Flandry tumbled into the clothes. “How’d you get in here at all?” he demanded.

Kemul’s thick lips writhed upward. “That is another reason we must hurry, you. Two dead Guards outside.” He opened the door, stooped, and yanked the corpses in. Their necks were broken with one karate chop apiece. A firearm would have made too much noise, Flandry thought in a daze. Even a cyanide needier with a compressed air cartridge would have to be drawn and fired, which might give time for a warning to be yelled. But a seeming Biocontrol man could walk right past the sentries, deep in meditation, and kill them in one second as they saluted him. That ability of Kemul’s must have counted for enough that his cohorts (who?) sent him in rather than somebody of less noticeable appearance.

“But how’d you get this far, I mean?” Flandry persisted a trifle wildly.

“Landed outside the hangar, as they all do. Said to the attendant, Kemul was here from Pegunungan Gradjugang on urgent business and might have to depart again in minutes. Walked into the building, cornered a Guard alone in a hall, wrung from him where you were being kept, threw the body out a window into some bushes. Once or twice a white-robe hailed Kemul, but he said he was in great haste and went on.”

Flandry whistled. It would have been a totally impossible exploit on any other world he had ever seen. The decadence of Biocontrol and its Guard Corps was shown naked by this fact of an enemy walking into their ultimate stronghold without so much as being questioned. To be sure, no one in all the history of Unan Besar had ever dreamed of such a raid; but still-

But still it was a fantastic gamble, with the odds against it mounting for each second of delay.

“I sometimes think we overwork Pegunungan Gradjugang.” Flandry completed his ensemble. “Have a weapon for me?”

“Here.” Kemul drew out of his robe a revolver as antiquated as the one liberated from Pradjung (how many eons ago?). The same gesture showed his Terran blaster in an arm sheath. “Hide it. No needless fighting.”

“Absolutely! You wouldn’t believe how meek my intentions are. Let’s go.”

The hall was empty. Flandry and Kemul went down it, not too fast, mumbling at each other as if deep in discourse.

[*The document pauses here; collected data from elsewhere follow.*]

PR #614, opened 2026-09-10
test(handover): [HIMMEL-2908] LG4 DST guard is deterministic -- a fixed spring-forward day under a pinned zone proves the detector fires

yotamleo:
## Summary

HIMMEL-2877 (#608) pinned the LG4 self-test fixtures to a fixed mid-June date and added a round-trip guard against a reintroduced "today"-based construction. The guard is honest but weak: it only fires if CI happens to run ON an actual DST transition day, since on an ordinary day a reintroduced `datetime.date.today()` round-trips cleanly too.

Extracted the fixture construction into `lg4_fixture_epochs(year, month, day)` (`scripts/handover/test-arm-resume-long-gap.sh`) so it can be replayed against a KNOWN spring-forward day (Europe/Berlin's last Sunday of March, where local 02:00-02:59 do not exist), independent of the day the suite actually runs on. New assertions confirm 00:05/12:34 still round-trip cleanly outside the gap, and that 02:30 (inside the gap) round-trips to 03:30 -- proving the detector fires. TZ is scoped to the individual python invocations, never exported for the rest of the suite. Loudly SKIPs if Europe/Berlin tzdata is unavailable, or if the TZ env var isn't actually honored by this Python/OS.

## Pre-rebuttal (known-findings check)

`known-findings.sh --diff` flagged `[octal-leading-zero]` on three `FAILED=$((FAILED + 1))` lines. Disproved: `FAILED` is an internal counter starting at 0 and incrementing by 1, never carrying a leading zero (date/user input), so there is no octal-parsing hazard.

## RED/GREEN evidence

- Baseline GREEN before the change (pre-existing suite, E2-fixed since #608).
- RED: temporarily made `lg4_fixture_epochs` ignore its args and fall back to `date.today()`. Result: the new 02:30 (inside-the-gap) assertion FAILED ("round-tripped cleanly to 02:30"), while the **pre-existing** round-trip guard still spuriously PASSED -- since today (2026-09-10) is not a transition day. This is exactly the weakness HIMMEL-2908 describes.
- Restored (diff against the pre-mutation copy confirmed byte-identical); re-ran GREEN.
- shellcheck initially flagged SC2181 (`$?` indirection on the tzdata-availability check); fixed to `if cmd; then`; re-shellcheck clean.
- Impacted suites (every suite referencing the touched file) green via quiet-run: `test-arm-resume-proxy.sh`, `test-worker-lifecycle.sh`.

## CR review (2 rounds, both adjudicated)

- **Round 1 (2 Suggestions, codex):** (1) the 02:30 gap check asserted success on `!=`, so a failed/empty conversion would silently read as PASS -- fixed by splitting a dedicated failure branch. (2) the zoneinfo availability probe only proved the tzdata table exists, not that this Python/OS actually honors `TZ` for naive datetime conversions (notably native Windows Python) -- fixed by adding a fixed-epoch (0 -> expected 01:00 CET) probe before trusting the assertions. Both fixed in a follow-up commit; ledger amended `agreed`.
- **Round 2 (1 Suggestion, codex):** the deterministic replay validates the extracted helper against a supplied transition date, but doesn't separately assert the real-fixture call site still passes the literal `6 15` rather than a live date. Genuinely additive, out of this ticket's scope -- deferred to HIMMEL-2914; ledger amended `deferred`.

## Test plan

- [x] `bash scripts/quiet-run.sh <name> -- bash scripts/handover/test-arm-resume-long-gap.sh` green, including the new LG4 DST-transition-day PASS lines
- [x] RED reproduction (reintroduced `date.today()`) shows the new assertion catching the regression the old guard misses
- [x] Impacted suites (`test-arm-resume-proxy.sh`, `test-worker-lifecycle.sh`) green via quiet-run
- [x] shellcheck clean
- [x] Critic panel clean after 2 rounds (0 Critical / 0 Important), both Suggestion rounds adjudicated

https://claude.ai/code/session_015CVpbTFb8JbA2N9pzh1Xag

### DIFF
--- a/scripts/handover/test-arm-resume-long-gap.sh
+++ b/scripts/handover/test-arm-resume-long-gap.sh
@@ -300,15 +300,27 @@ PY
 # to a fixed mid-year date instead: no tzdata table places a DST transition
 # in mid-June, so this never lands in a gap or fold, on any date the suite
 # actually runs on.
-read -r _lg4_0005_epoch _lg4_1234_epoch _lg4_0000_epoch < <(python3 -c '
+#
+# HIMMEL-2908: extracted so the SAME construction can be replayed below
+# against a known DST spring-forward day (deterministic guard), not just
+# the pinned mid-June anchor. Also emits an epoch for local 02:30, unused
+# by the mid-June fixtures but consumed by that replay.
+lg4_fixture_epochs() {
+    python3 - "$1" "$2" "$3" <<'PY'
 import datetime
-now = datetime.datetime(datetime.date.today().year, 6, 15)
+import sys
+
+year, month, day = (int(x) for x in sys.argv[1:4])
+anchor = datetime.datetime(year, month, day)
 print(
-    int(now.replace(hour=0, minute=5, second=0, microsecond=0).timestamp()),
-    int(now.replace(hour=12, minute=34, second=0, microsecond=0).timestamp()),
-    int(now.replace(hour=0, minute=0, second=0, microsecond=0).timestamp()),
+    int(anchor.replace(hour=0, minute=5, second=0, microsecond=0).timestamp()),
+    int(anchor.replace(hour=12, minute=34, second=0, microsecond=0).timestamp()),
+    int(anchor.replace(hour=0, minute=0, second=0, microsecond=0).timestamp()),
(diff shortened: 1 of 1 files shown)


yotamleo:
@coderabbitai review

yotamleo:
@coderabbitai review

At a cross-corridor they met a technician, who bowed his head to Kemul’s insignia but couldn’t entirely hide astonishment.

The technician continued the way they had come. If he passed Flandry’s closed door and happened to know that two Guards were supposed to be outside-

The hall debouched in a spacious common room. Between its pillars and gilded screens, a dozen or so off-duty Biocontrol people sat smoking, reading, playing games, watching a taped dance program. Flan dry and Kemul started across toward the main entrance. A middle-aged man with a Purity Control symbol on his robe intercepted them.

“I beg your pardon, Colleague,” he bowed. “I have not had the pleasure of meeting you before, though I thought I knew all full initiates.” His eyes were lively with interest. A tour of duty here must be a drab chore for most personnel, any novelty welcomed. “And I had no idea we were entertaining a civilian of such obvious importance.”

Flandry bent his own head above respectfully folded hands, hoping the plume would shadow his face enough. A couple of men, cross-legged above a chessboard, looked up in curiosity and kept on looking.